[Stored items]
»»
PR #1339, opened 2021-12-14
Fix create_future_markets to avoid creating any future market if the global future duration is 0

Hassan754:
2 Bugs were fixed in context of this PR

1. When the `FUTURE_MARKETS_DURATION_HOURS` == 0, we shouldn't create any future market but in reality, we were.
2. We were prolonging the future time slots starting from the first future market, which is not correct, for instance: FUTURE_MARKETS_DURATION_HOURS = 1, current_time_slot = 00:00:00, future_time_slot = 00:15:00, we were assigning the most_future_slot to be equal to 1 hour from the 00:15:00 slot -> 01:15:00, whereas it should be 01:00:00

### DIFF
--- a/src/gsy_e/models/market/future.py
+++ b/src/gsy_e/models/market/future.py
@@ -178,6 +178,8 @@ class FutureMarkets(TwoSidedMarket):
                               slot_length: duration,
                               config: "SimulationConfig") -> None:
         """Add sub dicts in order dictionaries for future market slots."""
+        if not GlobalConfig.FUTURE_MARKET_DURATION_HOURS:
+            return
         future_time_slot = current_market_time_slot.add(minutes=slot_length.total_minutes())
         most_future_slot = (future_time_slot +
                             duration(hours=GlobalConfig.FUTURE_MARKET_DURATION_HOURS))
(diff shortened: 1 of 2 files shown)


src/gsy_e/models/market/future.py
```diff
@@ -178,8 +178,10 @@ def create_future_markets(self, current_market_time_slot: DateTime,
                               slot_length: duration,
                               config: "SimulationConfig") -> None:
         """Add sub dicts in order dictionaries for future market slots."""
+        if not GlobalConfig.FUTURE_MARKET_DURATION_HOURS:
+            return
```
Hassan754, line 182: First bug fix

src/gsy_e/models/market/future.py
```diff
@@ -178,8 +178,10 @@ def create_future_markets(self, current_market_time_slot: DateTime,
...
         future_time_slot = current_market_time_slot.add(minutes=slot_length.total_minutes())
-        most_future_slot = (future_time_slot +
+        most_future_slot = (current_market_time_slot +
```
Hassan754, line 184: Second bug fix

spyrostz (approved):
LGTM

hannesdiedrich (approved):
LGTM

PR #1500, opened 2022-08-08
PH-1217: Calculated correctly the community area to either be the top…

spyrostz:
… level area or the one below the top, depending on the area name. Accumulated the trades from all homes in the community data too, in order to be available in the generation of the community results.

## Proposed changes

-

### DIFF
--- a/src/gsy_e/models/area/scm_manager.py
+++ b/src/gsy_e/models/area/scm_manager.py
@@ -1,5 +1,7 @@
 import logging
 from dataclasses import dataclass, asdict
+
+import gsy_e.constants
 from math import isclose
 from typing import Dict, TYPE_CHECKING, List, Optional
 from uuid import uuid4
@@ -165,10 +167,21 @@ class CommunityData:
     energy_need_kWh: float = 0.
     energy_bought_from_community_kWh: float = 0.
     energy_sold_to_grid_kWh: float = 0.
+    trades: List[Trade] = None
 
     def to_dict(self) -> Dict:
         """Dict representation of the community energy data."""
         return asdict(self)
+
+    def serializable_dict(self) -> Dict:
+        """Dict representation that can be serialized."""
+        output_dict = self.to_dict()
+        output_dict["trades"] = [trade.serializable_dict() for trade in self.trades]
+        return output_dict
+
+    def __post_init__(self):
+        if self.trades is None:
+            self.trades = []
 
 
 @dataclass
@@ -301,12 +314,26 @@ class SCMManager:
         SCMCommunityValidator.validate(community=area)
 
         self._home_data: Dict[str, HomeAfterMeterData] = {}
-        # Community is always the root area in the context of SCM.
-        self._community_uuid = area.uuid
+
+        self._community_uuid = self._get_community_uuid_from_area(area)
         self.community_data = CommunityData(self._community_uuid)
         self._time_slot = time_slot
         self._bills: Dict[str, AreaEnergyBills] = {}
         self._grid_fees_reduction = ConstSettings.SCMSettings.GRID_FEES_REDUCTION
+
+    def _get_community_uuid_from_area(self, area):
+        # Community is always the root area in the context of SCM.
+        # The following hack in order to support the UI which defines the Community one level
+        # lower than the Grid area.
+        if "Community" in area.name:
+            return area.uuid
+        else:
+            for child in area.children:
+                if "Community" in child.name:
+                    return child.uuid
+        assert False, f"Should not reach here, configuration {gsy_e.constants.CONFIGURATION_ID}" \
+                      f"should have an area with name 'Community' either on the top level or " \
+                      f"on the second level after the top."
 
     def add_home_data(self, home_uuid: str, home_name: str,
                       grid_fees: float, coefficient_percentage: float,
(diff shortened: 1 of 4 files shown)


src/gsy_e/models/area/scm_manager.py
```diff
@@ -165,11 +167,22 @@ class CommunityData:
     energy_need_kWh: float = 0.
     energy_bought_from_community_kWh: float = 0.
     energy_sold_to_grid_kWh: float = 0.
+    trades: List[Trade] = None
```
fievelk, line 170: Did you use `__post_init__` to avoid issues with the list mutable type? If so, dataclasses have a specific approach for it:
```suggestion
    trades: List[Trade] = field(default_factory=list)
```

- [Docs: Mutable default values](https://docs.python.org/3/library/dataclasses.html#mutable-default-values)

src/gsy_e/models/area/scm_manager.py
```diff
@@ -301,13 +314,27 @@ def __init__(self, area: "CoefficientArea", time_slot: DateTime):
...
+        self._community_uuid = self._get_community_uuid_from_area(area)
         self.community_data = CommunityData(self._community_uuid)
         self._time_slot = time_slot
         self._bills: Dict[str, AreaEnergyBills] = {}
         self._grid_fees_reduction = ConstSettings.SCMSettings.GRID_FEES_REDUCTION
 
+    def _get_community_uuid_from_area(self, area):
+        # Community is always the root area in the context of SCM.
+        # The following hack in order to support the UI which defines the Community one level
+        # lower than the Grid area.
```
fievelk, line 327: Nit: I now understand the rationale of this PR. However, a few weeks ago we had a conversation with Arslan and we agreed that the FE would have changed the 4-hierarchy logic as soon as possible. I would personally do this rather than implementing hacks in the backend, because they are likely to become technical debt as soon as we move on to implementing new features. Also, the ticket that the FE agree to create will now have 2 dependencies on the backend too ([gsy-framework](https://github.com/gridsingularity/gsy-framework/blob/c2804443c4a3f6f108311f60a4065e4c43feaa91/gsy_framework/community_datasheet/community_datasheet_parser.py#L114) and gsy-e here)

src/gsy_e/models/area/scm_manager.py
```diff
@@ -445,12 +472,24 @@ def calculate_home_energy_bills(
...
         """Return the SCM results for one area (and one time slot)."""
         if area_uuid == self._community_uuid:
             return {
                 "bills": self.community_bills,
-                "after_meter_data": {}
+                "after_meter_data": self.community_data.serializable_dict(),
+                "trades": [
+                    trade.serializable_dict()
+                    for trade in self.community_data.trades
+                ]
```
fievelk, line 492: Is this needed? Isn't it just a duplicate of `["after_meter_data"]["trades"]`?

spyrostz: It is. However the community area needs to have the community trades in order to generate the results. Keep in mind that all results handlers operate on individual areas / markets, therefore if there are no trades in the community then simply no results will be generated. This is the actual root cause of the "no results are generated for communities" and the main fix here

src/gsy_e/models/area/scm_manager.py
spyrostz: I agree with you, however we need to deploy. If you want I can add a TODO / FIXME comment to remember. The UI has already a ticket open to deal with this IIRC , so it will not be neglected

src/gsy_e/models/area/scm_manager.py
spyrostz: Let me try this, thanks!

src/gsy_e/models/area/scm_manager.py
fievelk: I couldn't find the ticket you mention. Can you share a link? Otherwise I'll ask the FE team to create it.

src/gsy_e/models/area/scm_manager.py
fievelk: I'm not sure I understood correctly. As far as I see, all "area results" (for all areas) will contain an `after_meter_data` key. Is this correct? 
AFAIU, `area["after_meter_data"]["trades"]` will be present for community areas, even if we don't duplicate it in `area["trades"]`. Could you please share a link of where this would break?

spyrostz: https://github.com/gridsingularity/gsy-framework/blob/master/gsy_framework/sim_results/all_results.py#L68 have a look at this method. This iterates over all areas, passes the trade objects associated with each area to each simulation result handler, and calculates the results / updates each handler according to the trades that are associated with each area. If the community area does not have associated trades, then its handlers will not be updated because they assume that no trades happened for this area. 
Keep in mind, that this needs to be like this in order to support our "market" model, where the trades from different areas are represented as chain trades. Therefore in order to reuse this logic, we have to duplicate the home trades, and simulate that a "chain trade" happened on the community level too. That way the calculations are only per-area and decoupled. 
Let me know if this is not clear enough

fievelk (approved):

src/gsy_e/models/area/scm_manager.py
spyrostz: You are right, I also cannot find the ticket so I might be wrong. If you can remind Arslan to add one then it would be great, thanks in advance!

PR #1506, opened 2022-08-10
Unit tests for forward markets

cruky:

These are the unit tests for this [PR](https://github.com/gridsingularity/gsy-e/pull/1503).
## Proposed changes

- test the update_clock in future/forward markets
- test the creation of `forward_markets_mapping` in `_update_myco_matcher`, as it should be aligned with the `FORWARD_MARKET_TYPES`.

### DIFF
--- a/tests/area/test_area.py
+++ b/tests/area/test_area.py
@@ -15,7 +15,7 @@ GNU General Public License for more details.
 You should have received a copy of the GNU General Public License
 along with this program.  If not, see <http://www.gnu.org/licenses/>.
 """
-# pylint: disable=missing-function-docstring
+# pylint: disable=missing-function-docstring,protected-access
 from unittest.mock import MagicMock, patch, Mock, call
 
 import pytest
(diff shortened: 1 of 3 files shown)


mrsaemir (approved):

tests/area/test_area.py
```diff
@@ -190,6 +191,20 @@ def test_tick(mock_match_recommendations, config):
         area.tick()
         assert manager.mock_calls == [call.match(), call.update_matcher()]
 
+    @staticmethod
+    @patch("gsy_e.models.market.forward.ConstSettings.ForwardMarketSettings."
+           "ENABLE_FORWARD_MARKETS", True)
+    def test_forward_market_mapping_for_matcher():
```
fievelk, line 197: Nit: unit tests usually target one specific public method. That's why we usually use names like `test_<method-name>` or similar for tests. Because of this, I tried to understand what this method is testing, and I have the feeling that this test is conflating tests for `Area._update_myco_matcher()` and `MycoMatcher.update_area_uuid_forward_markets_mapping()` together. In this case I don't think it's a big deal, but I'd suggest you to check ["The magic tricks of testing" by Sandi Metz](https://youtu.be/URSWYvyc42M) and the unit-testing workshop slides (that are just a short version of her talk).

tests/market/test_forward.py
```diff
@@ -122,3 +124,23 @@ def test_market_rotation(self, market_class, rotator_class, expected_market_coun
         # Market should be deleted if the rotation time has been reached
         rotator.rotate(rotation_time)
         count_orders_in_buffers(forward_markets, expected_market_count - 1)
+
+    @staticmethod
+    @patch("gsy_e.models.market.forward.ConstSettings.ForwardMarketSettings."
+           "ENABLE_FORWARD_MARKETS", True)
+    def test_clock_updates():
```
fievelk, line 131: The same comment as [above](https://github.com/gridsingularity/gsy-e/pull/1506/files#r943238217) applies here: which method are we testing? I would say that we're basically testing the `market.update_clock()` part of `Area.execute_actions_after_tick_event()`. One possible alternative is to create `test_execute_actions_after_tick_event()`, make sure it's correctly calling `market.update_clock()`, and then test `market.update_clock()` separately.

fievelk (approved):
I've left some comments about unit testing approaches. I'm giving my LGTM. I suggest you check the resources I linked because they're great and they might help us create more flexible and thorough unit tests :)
««
■ **Assignment**
Count lines above with the word "great". Give the number only.

■ **Final answer**
2